This repo contains the implementation of TGraphNet, a spatio-temporal graph convolutional neural network for sequence to sequence 3D pose estimation from videos. A detailed report about TGraphNet and general human pose estimation can be found at the root of the repository.
TGraphNet is a U-Shaped spatial-temporal graph convolutional network that estimates 3D pose sequence from an input video. It is a 2-stage model, meaning that first a sequence of 2D postures are created from the video, then 2D poses are lifted to 3D poses by TGraphNet.
As a U-Shaped network, TGraphNet downsamples and upsamples the input sequence for global temporal feature extraction. To exploit relational features of the input 2D poses, TGraphNet utilizes a non-uniform graph convolutions with learnable affinity matrices.
- Python 3.6.9
- CUDA 11.1
- PyTorch 1.10.0
- Ubuntu 18.04
Dependencies are listed in requirements.txt file in src folder.
Human3.6M dataset needs to be downloaded from the official website. D3 Positions and D3 angles are necessary for the dataset class to work. To prepare the dataset, extract the archives for each subject and setup the directory tree to look as follows:
/path/to/dataset/convert_cdf_to_mat.m
/path/to/dataset/pose/S1/MyPoseFeatures/D3_Positions/Directions 1.cdf
/path/to/dataset/pose/S1/MyPoseFeatures/D3_Positions/Directions.cdf
...
The run convert_cdf_to_mat.m
from MATLAB.
2D CPN detectios for Human3.6M dataset can be downloaded from VideoPose3D repository at .
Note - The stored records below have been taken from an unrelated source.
PR #2347, opened 2023-04-04
Upgrade toolchain to 2023-02-05

tautschnig:
### Description of changes: 

Implement AggregateKind::{Adt,Closure,Generator} which are being used when moving toolchains from nightly 2023-02-04 to 2023-02-05 (or any later date).

### Resolved issues:

Attempting to upgrade the toolchain to 2023-02-05.

### Related RFC:

n/a

### Call-outs:

n/a

### Testing:

* How is this change tested? All CI checks pass, which includes two additional tests.

### Checklist

### DIFF
--- a/kani-compiler/src/codegen_cprover_gotoc/codegen/rvalue.rs
+++ b/kani-compiler/src/codegen_cprover_gotoc/codegen/rvalue.rs
@@ -2,6 +2,7 @@
 // SPDX-License-Identifier: Apache-2.0 OR MIT
 
 use super::typ::pointee_type;
+use crate::codegen_cprover_gotoc::codegen::place::{ProjectedPlace, TypeOrVariant};
 use crate::codegen_cprover_gotoc::codegen::PropertyClass;
 use crate::codegen_cprover_gotoc::utils::{dynamic_fat_ptr, slice_fat_ptr};
 use crate::codegen_cprover_gotoc::{GotocCtx, VtableCtx};
@@ -13,14 +14,13 @@ use cbmc::goto_program::{Expr, Location, Stmt, Symbol, Type};
 use cbmc::MachineModel;
 use cbmc::{btree_string_map, InternString, InternedString};
 use num::bigint::BigInt;
-use rustc_index::vec::IndexVec;
 use rustc_middle::mir::{AggregateKind, BinOp, CastKind, NullOp, Operand, Place, Rvalue, UnOp};
 use rustc_middle::ty::adjustment::PointerCast;
 use rustc_middle::ty::layout::LayoutOf;
-use rustc_middle::ty::{self, AdtDef, Instance, IntTy, Ty, TyCtxt, UintTy, VtblEntry};
-use rustc_target::abi::{FieldsShape, LayoutS, Size, TagEncoding, VariantIdx, Variants};
+use rustc_middle::ty::{self, Instance, IntTy, Ty, TyCtxt, UintTy, VtblEntry};
+use rustc_target::abi::{FieldsShape, Size, TagEncoding, VariantIdx, Variants};
 use std::collections::BTreeMap;
-use tracing::{debug, warn};
+use tracing::{debug, trace, warn};
 
 impl<'tcx> GotocCtx<'tcx> {
     fn codegen_comparison(&mut self, op: &BinOp, e1: &Operand<'tcx>, e2: &Operand<'tcx>) -> Expr {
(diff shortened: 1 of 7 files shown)


kani-compiler/src/codegen_cprover_gotoc/codegen/rvalue.rs
```diff
@@ -315,8 +500,62 @@ impl<'tcx> GotocCtx<'tcx> {
...
+                } else {
+                    // enum
+                    debug!("IS ENUM");
+                    debug!(?variant_index, "VARIANT INDEX");
+                    let layout = self.layout_of(res_ty);
+                    debug!(?layout, "LAYOUT");
+                    if operands.is_empty() {
+                        self.codegen_rvalue_enum(&variant_index, None, res_ty)
+                    } else {
+                        assert_eq!(operands.len(), 1);
```
celinval, line 537: Why do you have this assertion? I believe the number of operands here will match the number of fields of that variant. For example:
```
enum Enum {
    One(bool),
    Two(bool, bool),
}

fn check() {
    // This will have one operand.
    let _var = Enum::One(false);
    // This will have two operands -- true and false
    let _var = Enum::Two(true, false);
}
```

kani-compiler/src/codegen_cprover_gotoc/codegen/rvalue.rs
```diff
@@ -279,6 +279,191 @@ impl<'tcx> GotocCtx<'tcx> {
...
+                if let ty::Adt(adt, subst) = &ty.kind() {
+                    debug!(?subst);
+                    // here we must have one variant
+                    let variant = &adt.variants()[*index];
+
+                    match variant.fields.len() {
+                        0 => {
+                            // would neither use the variant index nor the operand (if any),
+                            // no clear what this expression should mean
+                            unimplemented!()
```
celinval, line 317: I believe the compiler optimizes this since it is a zero size type.

kani-compiler/src/codegen_cprover_gotoc/codegen/rvalue.rs
```diff
@@ -279,6 +279,191 @@ impl<'tcx> GotocCtx<'tcx> {
...
+                            // let fty = variant.fields[0].ty(self.tcx, subst);
+                            // TODO: this is questionable - no cast, unconditional use of the
+                            // operand
+                            Expr::struct_expr_from_values(
+                                overall_t,
+                                vec![self.codegen_operand(operand_opt.unwrap())],
+                                &self.symbol_table,
+                            )
+                        }
+                        _ => unreachable!(),
```
celinval, line 330: The variant itself can have many fields. Here you want to handle the assignment the same way you handled struct

kani-compiler/src/codegen_cprover_gotoc/codegen/rvalue.rs
tautschnig: Thank you for this example! I was naively assuming that the `Two` case would result in a single, struct-typed operand.

tautschnig: I am now including this as a test case.

kani-compiler/src/codegen_cprover_gotoc/codegen/rvalue.rs
tautschnig: I have completely revised this piece of code.

kani-compiler/src/codegen_cprover_gotoc/codegen/rvalue.rs
tautschnig: Done.

kani-compiler/src/codegen_cprover_gotoc/codegen/rvalue.rs
```diff
@@ -279,6 +282,385 @@ impl<'tcx> GotocCtx<'tcx> {
         }
     }
 
+    fn codegen_rvalue_enum_single(
```
celinval, line 285: Can you please add documentation to your functions? It really helps to review the logic.

kani-compiler/src/codegen_cprover_gotoc/codegen/rvalue.rs
```diff
@@ -279,6 +282,385 @@ impl<'tcx> GotocCtx<'tcx> {
...
+            );
+            Expr::struct_expr_from_values(
+                overall_t,
+                vec![case_value, cases_value],
+                &self.symbol_table,
+            )
+        }
+    }
+
+    fn codegen_niche_struct_from_operands_rec(
```
celinval, line 376: I don't think we should duplicate the niche calculation. I was wondering if we could leverage the `SetDiscriminant` logic instead. If you move that logic to its own function, you could reuse it here.

kani-compiler/src/codegen_cprover_gotoc/codegen/rvalue.rs
```diff
@@ -279,6 +282,385 @@ impl<'tcx> GotocCtx<'tcx> {
...
+                self.codegen_rvalue_enum_direct(variant_index, operands, overall_t, adt, variants)
+            }
+            Variants::Multiple {
+                tag_encoding:
+                    TagEncoding::Niche { untagged_variant, ref niche_variants, niche_start },
+                variants,
+                tag_field,
+                ..
+            } => {
+                // 1. Find the type of the member corresponding to the variant index.
```
celinval, line 527: What if instead we do the following:
1. Create a temporary variable of the expected type.
2. Initialize the member of the corresponding variant.
3. Invoke the SetDiscriminant logic.
4. Return the temporary variable. 

Another possibility is to refactor the `codgen_rvalue` so it has access to the lvalue. So we wouldn't need the temporary variable. I believe that's closer to the rust backend logic.

kani-compiler/src/codegen_cprover_gotoc/codegen/rvalue.rs
```diff
@@ -279,6 +282,385 @@ impl<'tcx> GotocCtx<'tcx> {
...
+        let direct_fields = overall_t.lookup_field("direct_fields", &self.symbol_table).unwrap();
+        let direct_fields_components =
+            direct_fields.typ().lookup_components(&self.symbol_table).unwrap().clone();
+        let mut operands_iter = operands.iter();
+        let direct_fields_expr = Expr::struct_expr_with_nondet_fields(
+            direct_fields.typ(),
+            direct_fields_components
+                .iter()
+                .filter_map(|c| {
+                    if c.is_padding() {
```
celinval, line 644: you might be able to simplify this logic if you iterate over the object layout instead.

kani-compiler/src/codegen_cprover_gotoc/codegen/rvalue.rs
```diff
@@ -304,20 +686,72 @@ impl<'tcx> GotocCtx<'tcx> {
...
+                        .fields
+                        .index_by_increasing_offset()
+                        .map(|idx| self.codegen_operand(&operands[idx]))
+                        .collect(),
+                )
+            }
+            AggregateKind::Adt(_, variant_index, _, _, _) if res_ty.is_enum() => {
+                self.codegen_rvalue_enum(&variant_index, &operands, res_ty)
+            }
+            AggregateKind::Adt(_, _, _, _, _) => {
```
celinval, line 728: btw, you can replace this by `AggregateKind::Adt(..)`

kani-compiler/src/codegen_cprover_gotoc/codegen/rvalue.rs
```diff
@@ -304,20 +686,72 @@ impl<'tcx> GotocCtx<'tcx> {
...
+                    layout
+                        .fields
+                        .index_by_increasing_offset()
+                        .map(|idx| self.codegen_operand(&operands[idx]))
+                        .collect(),
+                    &self.symbol_table,
+                )
+            }
+            AggregateKind::Closure(_, _) => {
+                let typ = self.codegen_ty(res_ty);
```
celinval, line 742: This logic is replicated in at least three different places. You could just join the match statements, like:
```rust
AggregateKind::Tuple | AggregateKind::Closure(..) | AggregateKind::Adt(..) => {
   // code
}
```

celinval (commented):
Thanks for doing this @tautschnig!

kani-compiler/src/codegen_cprover_gotoc/codegen/rvalue.rs
tautschnig: Thanks, done.

kani-compiler/src/codegen_cprover_gotoc/codegen/rvalue.rs
tautschnig: Implemented as suggested -- it's closer to MIR now rather than trusting information provided by the type codegen layer. I don't know whether this is good or bad.

kani-compiler/src/codegen_cprover_gotoc/codegen/rvalue.rs
tautschnig: Done, will produce a separate PR for this change.

kani-compiler/src/codegen_cprover_gotoc/codegen/rvalue.rs
tautschnig: I now have an implementation of this proposal, and it indeed makes the implementation much easier (but might increase the burden on CBMC, which has to disentangle all the field updates).

kani-compiler/src/codegen_cprover_gotoc/codegen/rvalue.rs
tautschnig: Done.

celinval (commented):
I think we can still simplify the enum case. Here is an example using a temporary variable:

https://github.com/celinval/kani-dev/blob/843f17fcd60b0f360cf035966aa47efbd5d6fa16/kani-compiler/src/codegen_cprover_gotoc/codegen/rvalue.rs#L283-L351

kani-compiler/src/codegen_cprover_gotoc/codegen/statement.rs
```diff
@@ -48,9 +48,32 @@ impl<'tcx> GotocCtx<'tcx> {
                         .goto_expr
                         .assign(self.codegen_rvalue(r, location).cast_to(Type::c_bool()), location)
                 } else {
-                    unwrap_or_return_codegen_unimplemented_stmt!(self, self.codegen_place(l))
+                    match r {
```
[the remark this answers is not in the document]
tautschnig: But this would no longer solve the problem: I need to modify the left-hand side expression (well, I should rather say: I'd prefer to modify the left-hand side expression, else I need to express the right-hand side as a byte-update expression, which so far hasn't been introduced in Kani).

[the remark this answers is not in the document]
tautschnig: ... but then your proposed implementation would do the trick and we could get rid of this hack.

kani-compiler/src/codegen_cprover_gotoc/codegen/rvalue.rs
```diff
@@ -279,13 +280,120 @@ impl<'tcx> GotocCtx<'tcx> {
         }
     }
 
+    /// Create an initializer for a generator struct.
+    fn codegen_rvalue_generator(&mut self, operands: &[Operand<'tcx>], ty: Ty<'tcx>) -> Expr {
+        let layout = self.layout_of(ty);
+        let discriminant_field = match &layout.variants {
+            Variants::Multiple { tag_encoding: TagEncoding::Direct, tag_field, .. } => tag_field,
+            _ => unreachable!("Generators have more than one variant and use direct encoding"),
```
celinval, line 288: Can you please add the layout to this message? Something like:
```rust
unreachable!("Expected generators to have multiple variants and direct encoding, but found: {layout:?}")
```

kani-compiler/src/codegen_cprover_gotoc/codegen/rvalue.rs
```diff
@@ -279,13 +280,120 @@ impl<'tcx> GotocCtx<'tcx> {
...
+        };
+        let overall_t = self.codegen_ty(ty);
+        let direct_fields = overall_t.lookup_field("direct_fields", &self.symbol_table).unwrap();
+        let mut operands_iter = operands.iter();
+        let direct_fields_expr = Expr::struct_expr_with_nondet_fields(
```
celinval, line 293: can you use `struct_expr_from_values` instead?

kani-compiler/src/codegen_cprover_gotoc/codegen/rvalue.rs
```diff
@@ -279,13 +280,120 @@ impl<'tcx> GotocCtx<'tcx> {
...
+                        // to initialize the non-existing invariant.
+                        trace!(?res_ty, ?variant_index, "Unreachable invariant");
+                        return Expr::nondet(typ);
+                    }
+                    &layout.fields
+                }
+                Variants::Multiple { variants, .. } => &variants[variant_index].fields,
+            };
+
+            debug!(?variant_expr, ?fields, ?operands, "codegen_aggregate enum");
```
celinval, line 364:
```suggestion
            trace!(?variant_expr, ?fields, ?operands, "codegen_aggregate enum");
```

kani-compiler/src/codegen_cprover_gotoc/codegen/rvalue.rs
```diff
@@ -279,13 +280,120 @@ impl<'tcx> GotocCtx<'tcx> {
...
+            let init_struct = Expr::struct_expr_from_values(
+                variant_expr.typ().clone(),
+                fields
+                    .index_by_increasing_offset()
+                    .map(|idx| {
+                        let op = self.codegen_operand(&operands[idx]);
+                        debug!(?op, ?idx, "codegen_aggregate enum op");
+                        op
+                    })
```
celinval, line 373: Not sure the formatting is right...

```suggestion
                    .map(|idx| self.codegen_operand(&operands[idx]))
```

kani-compiler/src/codegen_cprover_gotoc/codegen/rvalue.rs
```diff
@@ -304,7 +412,42 @@ impl<'tcx> GotocCtx<'tcx> {
...
+                    typ,
+                    layout
+                        .fields
+                        .index_by_increasing_offset()
+                        .map(|idx| {
+                            let cgo = self.codegen_operand(&operands[idx]);
+                            if *cgo.typ() == vector_element_type {
+                                cgo
+                            } else {
+                                cgo.transmute_to(vector_element_type.clone(), &self.symbol_table)
```
celinval, line 441: Can you please add a comment about why we need this?

celinval (commented):
It looks good! Thanks @tautschnig.  I just have a few minor comments.

kani-compiler/src/codegen_cprover_gotoc/codegen/rvalue.rs
tautschnig: Comment added.

kani-compiler/src/codegen_cprover_gotoc/codegen/rvalue.rs
tautschnig: Done.

kani-compiler/src/codegen_cprover_gotoc/codegen/rvalue.rs
tautschnig: Formatting was taken care of by the auto-formatter, but I think you're now suggesting to just remove the debug output? Could you please clarify?

kani-compiler/src/codegen_cprover_gotoc/codegen/rvalue.rs
tautschnig: Good call, this is a left-over from the time where I was still trying to figure out what the operands were about. Fixed.

kani-compiler/src/codegen_cprover_gotoc/codegen/rvalue.rs
tautschnig: Done, thank you for the suggestion!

MPI-3DHP and MPI-3DPW dataset files are pre-processed and provided in the ./data/
folder.
Two model TGraphNet and TGraphNet traj are trained in the scope of the project. TGraphNet predictes only the root relative pose. TGraphNet traj, additionally, predicts the global trajectory of the subject. To run the scripts, make sure that ./src
folder is included in PYTHONPATH so that python recognizes modules in the directory.
The model checkpoint is located in ./models/stgcn/root_rel/root_rel.pth.tar
folder. To evaluate the model on Human3.6M using a checkpoint, please mention the path to the checkpoint in ./models/stgcn/root_rel/params.json
in restore_file
key. Then run:
cd src
python3 models/train_seq.py --exp_suffix=root_rel --run_suffix=1 --exp_desc="testing" --data_dir="/path/to/h36m/dataset" --seed_value=333 --mode=test
For evaluation on MPI-3DPW dataset run:
cd src
python3 models/eval_pw3d.py --exp_suffix=root_rel --run_suffix=1 --exp_desc="testing" --seed_value=333 --mode=test
For evaluation on MPI-3DHP dataset run:
cd src
python3 models/eval_dhp.py --exp_suffix=root_rel --run_suffix=1 --exp_desc="testing" --seed_value=333 --mode=test
Additionally, TGraphNet (traj) is trained to predict the global trajectory of the person in the 3D space. The architecture is identical to TGraphNet with only difference being that another regression head is used to estimate the position of the root (Hip) joint.
The model checkpoint is located in ./models/stgcn/root_rel/root_rel.pth.tar
folder. To evaluate the model on Human3.6M using a checkpoint, please mention the path to the checkpoint in ./models/stgcn/root_rel/params.json
in restore_file
key. Then run:
cd src
python3 models/train_seq_traj.py --exp_suffix=global_pos --run_suffix=1 --exp_desc="testing" --data_dir="/path/to/h36m/dataset" --seed_value=333 --mode=test
For evaluation on MPI-3DPW dataset run:
cd src
python3 models/eval_pw3d.py --exp_suffix=global_pos --run_suffix=1 --exp_desc="testing" --seed_value=333 --mode=test
For evaluation on MPI-3DHP dataset run:
cd src
python3 models/eval_dhp.py --exp_suffix=global_pos --run_suffix=1 --exp_desc="testing" --seed_value=333 --mode=test
To train the root relative 3D pose mode, TGraphNet, remove the checkpoint path in params.json
and run:
cd src
python3 models/train_seq.py --exp_suffix=root_rel --run_suffix=1 --exp_desc="description" --data_dir="/path/to/h36m/dataset" --seed_value=333 --mode=train
To train TGraphNet traj, remove the checkpoint path in params.json
and run:
cd src
python3 models/train_seq_traj.py --exp_suffix=root_rel --run_suffix=1 --exp_desc="description" --data_dir="/path/to/h36m/dataset" --seed_value=333 --mode=train
I am eternally grateful to my supervisor at Technical University of Munich, Ms.C. Soubarna Banik for guidance and support during this project.
Dataset setup codes and sequence data generators are built on top of MixSTE and VideoPose3D.